====== AVAILABLE RECORDS

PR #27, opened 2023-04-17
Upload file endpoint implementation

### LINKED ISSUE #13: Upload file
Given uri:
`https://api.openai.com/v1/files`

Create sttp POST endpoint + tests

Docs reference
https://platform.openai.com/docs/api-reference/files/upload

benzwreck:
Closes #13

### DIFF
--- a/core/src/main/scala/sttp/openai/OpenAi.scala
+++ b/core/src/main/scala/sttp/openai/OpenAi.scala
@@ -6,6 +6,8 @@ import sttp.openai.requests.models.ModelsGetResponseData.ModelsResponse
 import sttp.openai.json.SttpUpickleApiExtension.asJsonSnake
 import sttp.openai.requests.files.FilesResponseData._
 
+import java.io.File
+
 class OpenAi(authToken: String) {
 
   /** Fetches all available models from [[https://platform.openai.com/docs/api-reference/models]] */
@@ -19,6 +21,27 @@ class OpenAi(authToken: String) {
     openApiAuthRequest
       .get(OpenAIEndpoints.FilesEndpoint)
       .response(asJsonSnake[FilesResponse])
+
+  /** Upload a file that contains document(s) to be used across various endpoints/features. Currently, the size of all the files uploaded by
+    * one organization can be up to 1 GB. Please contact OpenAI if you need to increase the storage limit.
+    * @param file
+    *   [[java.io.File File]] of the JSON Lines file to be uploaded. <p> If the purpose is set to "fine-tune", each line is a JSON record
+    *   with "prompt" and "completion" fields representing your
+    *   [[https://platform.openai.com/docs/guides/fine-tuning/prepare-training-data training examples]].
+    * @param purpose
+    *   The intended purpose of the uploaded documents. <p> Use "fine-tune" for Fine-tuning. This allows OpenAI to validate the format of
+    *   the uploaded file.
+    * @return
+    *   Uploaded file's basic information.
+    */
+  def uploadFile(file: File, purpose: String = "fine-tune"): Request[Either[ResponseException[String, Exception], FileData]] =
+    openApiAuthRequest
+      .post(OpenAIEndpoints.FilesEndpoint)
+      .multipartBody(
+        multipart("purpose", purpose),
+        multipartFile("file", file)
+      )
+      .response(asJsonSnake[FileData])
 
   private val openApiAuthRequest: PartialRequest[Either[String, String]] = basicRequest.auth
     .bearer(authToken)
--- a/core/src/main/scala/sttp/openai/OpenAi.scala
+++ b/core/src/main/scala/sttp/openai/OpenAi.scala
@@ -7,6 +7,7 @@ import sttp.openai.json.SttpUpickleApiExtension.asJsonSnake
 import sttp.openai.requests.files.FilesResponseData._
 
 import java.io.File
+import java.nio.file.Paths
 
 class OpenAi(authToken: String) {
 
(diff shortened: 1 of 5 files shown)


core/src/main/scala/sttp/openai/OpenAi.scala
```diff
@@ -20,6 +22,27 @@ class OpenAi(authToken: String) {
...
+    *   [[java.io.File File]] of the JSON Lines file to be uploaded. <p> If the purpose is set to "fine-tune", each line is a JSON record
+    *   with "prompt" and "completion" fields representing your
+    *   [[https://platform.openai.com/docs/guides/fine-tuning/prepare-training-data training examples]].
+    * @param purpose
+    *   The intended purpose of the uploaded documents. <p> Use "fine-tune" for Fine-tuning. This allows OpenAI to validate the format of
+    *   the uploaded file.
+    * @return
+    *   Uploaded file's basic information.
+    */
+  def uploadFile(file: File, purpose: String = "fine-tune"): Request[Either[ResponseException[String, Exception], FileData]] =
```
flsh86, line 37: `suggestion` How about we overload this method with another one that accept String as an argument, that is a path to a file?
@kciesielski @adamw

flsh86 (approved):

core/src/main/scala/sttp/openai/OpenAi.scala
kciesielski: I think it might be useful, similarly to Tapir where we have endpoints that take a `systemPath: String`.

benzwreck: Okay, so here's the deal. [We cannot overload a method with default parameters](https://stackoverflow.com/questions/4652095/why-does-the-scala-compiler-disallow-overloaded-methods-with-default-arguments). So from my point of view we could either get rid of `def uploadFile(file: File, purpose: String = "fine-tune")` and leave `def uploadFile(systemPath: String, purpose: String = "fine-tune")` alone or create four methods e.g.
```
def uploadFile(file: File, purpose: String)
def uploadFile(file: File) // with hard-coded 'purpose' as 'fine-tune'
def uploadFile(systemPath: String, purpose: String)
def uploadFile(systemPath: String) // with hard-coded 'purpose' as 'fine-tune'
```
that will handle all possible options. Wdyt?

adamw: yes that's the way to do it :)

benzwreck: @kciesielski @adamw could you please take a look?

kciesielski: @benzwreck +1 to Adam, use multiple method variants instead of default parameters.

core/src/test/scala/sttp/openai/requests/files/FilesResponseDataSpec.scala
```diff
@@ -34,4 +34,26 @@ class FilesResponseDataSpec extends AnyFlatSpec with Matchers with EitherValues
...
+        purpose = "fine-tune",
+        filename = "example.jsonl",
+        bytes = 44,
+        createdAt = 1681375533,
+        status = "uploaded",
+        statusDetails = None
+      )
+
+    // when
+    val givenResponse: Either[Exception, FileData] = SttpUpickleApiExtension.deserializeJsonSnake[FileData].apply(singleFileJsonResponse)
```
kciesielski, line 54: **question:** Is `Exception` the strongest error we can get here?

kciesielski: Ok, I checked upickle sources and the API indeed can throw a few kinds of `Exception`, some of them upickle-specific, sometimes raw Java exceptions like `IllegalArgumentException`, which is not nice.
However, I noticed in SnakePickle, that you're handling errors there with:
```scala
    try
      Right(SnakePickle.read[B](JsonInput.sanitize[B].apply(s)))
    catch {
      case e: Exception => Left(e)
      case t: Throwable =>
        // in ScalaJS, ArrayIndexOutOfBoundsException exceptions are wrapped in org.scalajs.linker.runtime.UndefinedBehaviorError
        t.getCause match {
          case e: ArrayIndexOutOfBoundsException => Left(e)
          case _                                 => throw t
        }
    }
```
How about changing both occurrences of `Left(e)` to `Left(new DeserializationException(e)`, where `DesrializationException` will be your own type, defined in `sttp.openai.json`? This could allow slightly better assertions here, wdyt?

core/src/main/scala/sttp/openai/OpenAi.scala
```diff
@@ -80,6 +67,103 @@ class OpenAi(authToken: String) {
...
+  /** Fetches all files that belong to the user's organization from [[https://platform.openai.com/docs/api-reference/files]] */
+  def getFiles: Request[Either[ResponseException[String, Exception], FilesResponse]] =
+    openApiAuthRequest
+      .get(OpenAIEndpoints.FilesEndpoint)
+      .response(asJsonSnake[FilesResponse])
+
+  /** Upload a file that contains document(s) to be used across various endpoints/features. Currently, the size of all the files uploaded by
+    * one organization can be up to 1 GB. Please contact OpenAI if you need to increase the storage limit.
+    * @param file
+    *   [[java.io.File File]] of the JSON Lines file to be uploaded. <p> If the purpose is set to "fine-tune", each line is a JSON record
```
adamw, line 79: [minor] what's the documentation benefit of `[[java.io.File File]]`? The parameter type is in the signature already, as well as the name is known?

============

Return all of the entries exactly as they were supplied.

## YOUR RESPONSE
PR #27, opened 2023-04-17
Upload file endpoint implementation

### LINKED ISSUE #13: Upload file
Given uri:
`https://api.openai.com/v1/files`

Create sttp POST endpoint + tests

Docs reference
https://platform.openai.com/docs/api-reference/files/upload

benzwreck:
Closes #13

### DIFF
--- a/core/src/main/scala/sttp/openai/OpenAi.scala
+++ b/core/src/main/scala/sttp/openai/OpenAi.scala
@@ -6,6 +6,8 @@ import sttp.openai.requests.models.ModelsGetResponseData.ModelsResponse
 import sttp.openai.json.SttpUpickleApiExtension.asJsonSnake
 import sttp.openai.requests.files.FilesResponseData._
 
+import java.io.File
+
 class OpenAi(authToken: String) {
 
   /** Fetches all available models from [[https://platform.openai.com/docs/api-reference/models]] */
@@ -19,6 +21,27 @@ class OpenAi(authToken: String) {
     openApiAuthRequest
       .get(OpenAIEndpoints.FilesEndpoint)
       .response(asJsonSnake[FilesResponse])
+
+  /** Upload a file that contains document(s) to be used across various endpoints/features. Currently, the size of all the files uploaded by
+    * one organization can be up to 1 GB. Please contact OpenAI if you need to increase the storage limit.
+    * @param file
+    *   [[java.io.File File]] of the JSON Lines file to be uploaded. <p> If the purpose is set to "fine-tune", each line is a JSON record
+    *   with "prompt" and "completion" fields representing your
+    *   [[https://platform.openai.com/docs/guides/fine-tuning/prepare-training-data training examples]].
+    * @param purpose
+    *   The intended purpose of the uploaded documents. <p> Use "fine-tune" for Fine-tuning. This allows OpenAI to validate the format of
+    *   the uploaded file.
+    * @return
+    *   Uploaded file's basic information.
+    */
+  def uploadFile(file: File, purpose: String = "fine-tune"): Request[Either[ResponseException[String, Exception], FileData]] =
+    openApiAuthRequest
+      .post(OpenAIEndpoints.FilesEndpoint)
+      .multipartBody(
+        multipart("purpose", purpose),
+        multipartFile("file", file)
+      )
+      .response(asJsonSnake[FileData])
 
   private val openApiAuthRequest: PartialRequest[Either[String, String]] = basicRequest.auth
     .bearer(authToken)
--- a/core/src/main/scala/sttp/openai/OpenAi.scala
+++ b/core/src/main/scala/sttp/openai/OpenAi.scala
@@ -7,6 +7,7 @@ import sttp.openai.json.SttpUpickleApiExtension.asJsonSnake
 import sttp.openai.requests.files.FilesResponseData._
 
 import java.io.File
+import java.nio.file.Paths
 
 class OpenAi(authToken: String) {
 
(diff shortened: 1 of 5 files shown)


core/src/main/scala/sttp/openai/OpenAi.scala
```diff
@@ -20,6 +22,27 @@ class OpenAi(authToken: String) {
...
+    *   [[java.io.File File]] of the JSON Lines file to be uploaded. <p> If the purpose is set to "fine-tune", each line is a JSON record
+    *   with "prompt" and "completion" fields representing your
+    *   [[https://platform.openai.com/docs/guides/fine-tuning/prepare-training-data training examples]].
+    * @param purpose
+    *   The intended purpose of the uploaded documents. <p> Use "fine-tune" for Fine-tuning. This allows OpenAI to validate the format of
+    *   the uploaded file.
+    * @return
+    *   Uploaded file's basic information.
+    */
+  def uploadFile(file: File, purpose: String = "fine-tune"): Request[Either[ResponseException[String, Exception], FileData]] =
```
flsh86, line 37: `suggestion` How about we overload this method with another one that accept String as an argument, that is a path to a file?
@kciesielski @adamw

flsh86 (approved):

core/src/main/scala/sttp/openai/OpenAi.scala
kciesielski: I think it might be useful, similarly to Tapir where we have endpoints that take a `systemPath: String`.

benzwreck: Okay, so here's the deal. [We cannot overload a method with default parameters](https://stackoverflow.com/questions/4652095/why-does-the-scala-compiler-disallow-overloaded-methods-with-default-arguments). So from my point of view we could either get rid of `def uploadFile(file: File, purpose: String = "fine-tune")` and leave `def uploadFile(systemPath: String, purpose: String = "fine-tune")` alone or create four methods e.g.
```
def uploadFile(file: File, purpose: String)
def uploadFile(file: File) // with hard-coded 'purpose' as 'fine-tune'
def uploadFile(systemPath: String, purpose: String)
def uploadFile(systemPath: String) // with hard-coded 'purpose' as 'fine-tune'
```
that will handle all possible options. Wdyt?

adamw: yes that's the way to do it :)

benzwreck: @kciesielski @adamw could you please take a look?

kciesielski: @benzwreck +1 to Adam, use multiple method variants instead of default parameters.

core/src/test/scala/sttp/openai/requests/files/FilesResponseDataSpec.scala
```diff
@@ -34,4 +34,26 @@ class FilesResponseDataSpec extends AnyFlatSpec with Matchers with EitherValues
...
+        purpose = "fine-tune",
+        filename = "example.jsonl",
+        bytes = 44,
+        createdAt = 1681375533,
+        status = "uploaded",
+        statusDetails = None
+      )
+
+    // when
+    val givenResponse: Either[Exception, FileData] = SttpUpickleApiExtension.deserializeJsonSnake[FileData].apply(singleFileJsonResponse)
```
kciesielski, line 54: **question:** Is `Exception` the strongest error we can get here?

kciesielski: Ok, I checked upickle sources and the API indeed can throw a few kinds of `Exception`, some of them upickle-specific, sometimes raw Java exceptions like `IllegalArgumentException`, which is not nice.
However, I noticed in SnakePickle, that you're handling errors there with:
```scala
    try
      Right(SnakePickle.read[B](JsonInput.sanitize[B].apply(s)))
    catch {
      case e: Exception => Left(e)
      case t: Throwable =>
        // in ScalaJS, ArrayIndexOutOfBoundsException exceptions are wrapped in org.scalajs.linker.runtime.UndefinedBehaviorError
        t.getCause match {
          case e: ArrayIndexOutOfBoundsException => Left(e)
          case _                                 => throw t
        }
    }
```
How about changing both occurrences of `Left(e)` to `Left(new DeserializationException(e)`, where `DesrializationException` will be your own type, defined in `sttp.openai.json`? This could allow slightly better assertions here, wdyt?

core/src/main/scala/sttp/openai/OpenAi.scala
```diff
@@ -80,6 +67,103 @@ class OpenAi(authToken: String) {
...
+  /** Fetches all files that belong to the user's organization from [[https://platform.openai.com/docs/api-reference/files]] */
+  def getFiles: Request[Either[ResponseException[String, Exception], FilesResponse]] =
+    openApiAuthRequest
+      .get(OpenAIEndpoints.FilesEndpoint)
+      .response(asJsonSnake[FilesResponse])
+
+  /** Upload a file that contains document(s) to be used across various endpoints/features. Currently, the size of all the files uploaded by
+    * one organization can be up to 1 GB. Please contact OpenAI if you need to increase the storage limit.
+    * @param file
+    *   [[java.io.File File]] of the JSON Lines file to be uploaded. <p> If the purpose is set to "fine-tune", each line is a JSON record
```
adamw, line 79: [minor] what's the documentation benefit of `[[java.io.File File]]`? The parameter type is in the signature already, as well as the name is known?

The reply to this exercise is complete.